That depends on number of participants. I completed the easy quest in 3 hours and 20 mins with minimal lines. I started the game first thing in the morning. As the day progresses more and more people join the adventure and the lines get longer. Since it has gone live I would guess that the time will depend on how many people are in the park, will prob be mobbed during the summer.


----------



## yulilin3

My DD11 and I have had alot of fun trading and talking to other people about the game. We are locals and had collected about 25 cards. Last weekend we dragged my husband and son and each of us got 1 pack (5 each) and thru trading and some very nice people that just gave us some of their cards, we only need 4 more of the first 60. (#5 Eve, #6 Mulan, #8 Triton, #30 Mickey and the Beanstalk). So, of course, we're going to MK again on Saturday.
We are on medium with one more villain to defeat. We have found that Yen Sid and Apprentice Mickey work great. Also Headless Horseman and Fairy Godmother and  Rapunzel and Flynn.


----------



## disvaclub92

Thanks for the info, we will have to check it out next time we are down.  And it reminds me before I obtain Disney cards for a new game, I should organize the ones I have from VMK.


----------



## A Mickeyfan

24gh12 said:


> it's fun but getting a pack of what you got is annoying


totally totally agree!


----------



## lovethattink

We are headed back today to finish medium level! 

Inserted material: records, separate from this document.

PR #1263, opened 2023-06-29
[13.0][IMP] hr_employee_calendar_planning: Set calendar_ids default value to cover all use cases

victoralmau:
Set calendar_ids default value to cover all use cases.

Steps to reproduce the error (before):
- Go to Recruitment > Apllications and enter one of them.
- Click on the "_Create employee_" button and confirm.

An error is displayed when trying to create the employee because there is no calendar defined.

@Tecnativa TT44093

### DIFF
--- a/hr_employee_calendar_planning/models/hr_employee.py
+++ b/hr_employee_calendar_planning/models/hr_employee.py
@@ -48,6 +48,16 @@ class HrEmployee(models.Model):
         copy=True,
     )
 
+    @api.model
+    def default_get(self, fields):
+        """Set calendar_ids default value to cover all use cases."""
+        vals = super().default_get(fields)
+        if "calendar_ids" in fields and not vals.get("calendar_ids"):
+            vals["calendar_ids"] = [
+                (0, 0, {"calendar_id": self.env.company.resource_calendar_id.id}),
+            ]
+        return vals
+
     def _regenerate_calendar(self):
         self.ensure_one()
         vals_list = []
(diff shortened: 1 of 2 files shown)


chienandalu (approved):

pedrobaeza:
I don't think injecting specific sources is the right patch. Instead, a default should exist for covering all cases.

pedrobaeza:
With this you can remove also the `_synchronize_user` code, isn't it?

victoralmau:
Changes done and test fixed

hr_employee_calendar_planning/models/hr_employee.py
```diff
@@ -48,6 +48,21 @@ class HrEmployee(models.Model):
         copy=True,
     )
 
+    @api.model
+    def default_get(self, fields):
+        """Set calendar_ids default value to cover all use cases."""
+        vals = super().default_get(fields)
+        if (
+            not config["test_enable"]
```
pedrobaeza: Why do you need this condition?

victoralmau: The change is necessary to avoid errors in the tests of other modules (https://github.com/OCA/hr/actions/runs/5441518693/jobs/9895568077#step:8:379).

pedrobaeza: But this is because there's a missing `ondelete="cascade"` here:

https://github.com/OCA/hr/blob/6a0b62b59bc349c85a06faadc70edfc4976d718e/hr_employee_calendar_planning/models/hr_employee.py#L163

and `ondelete="restrict"` here:

https://github.com/OCA/hr/blob/6a0b62b59bc349c85a06faadc70edfc4976d718e/hr_employee_calendar_planning/models/hr_employee.py#L166

victoralmau:
Changes done.

pedrobaeza (approved):
/ocabot merge patch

Just wanted to share how the cards have been distributed now. In the beginning 5 cards were handed to the guest. Recently, it's changed to either a factory sealed pack or a hand sealed pack. The factory sealed pack contains cards with square corners. The hand sealed packs contain cards with the original rounded corner cards.

There is also a mention about the game in the times guide.




















yulilin3 said:


> My DD11 and I have had alot of fun trading and talking to other people about the game. We are locals and had collected about 25 cards. Last weekend we dragged my husband and son and each of us got 1 pack (5 each) and thru trading and some very nice people that just gave us some of their cards, we only need 4 more of the first 60. (#5 Eve, #6 Mulan, #8 Triton, #30 Mickey and the Beanstalk). So, of course, we're going to MK again on Saturday.
> We are on medium with one more villain to defeat. We have found that Yen Sid and Apprentice Mickey work great. Also Headless Horseman and Fairy Godmother and  Rapunzel and Flynn.



It took us a month to get all 60 cards. For us it was cards 11-15 that were the hardest to find. Thanks to some great people trading we were able to finish the collection last Monday. Now we need to finish medium level!

Thanks for the tips!



disvaclub92 said:


> Thanks for the info, we will have to check it out next time we are down.  And it reminds me before I obtain Disney cards for a new game, I should organize the ones I have from VMK.



I think you and your family will love the game!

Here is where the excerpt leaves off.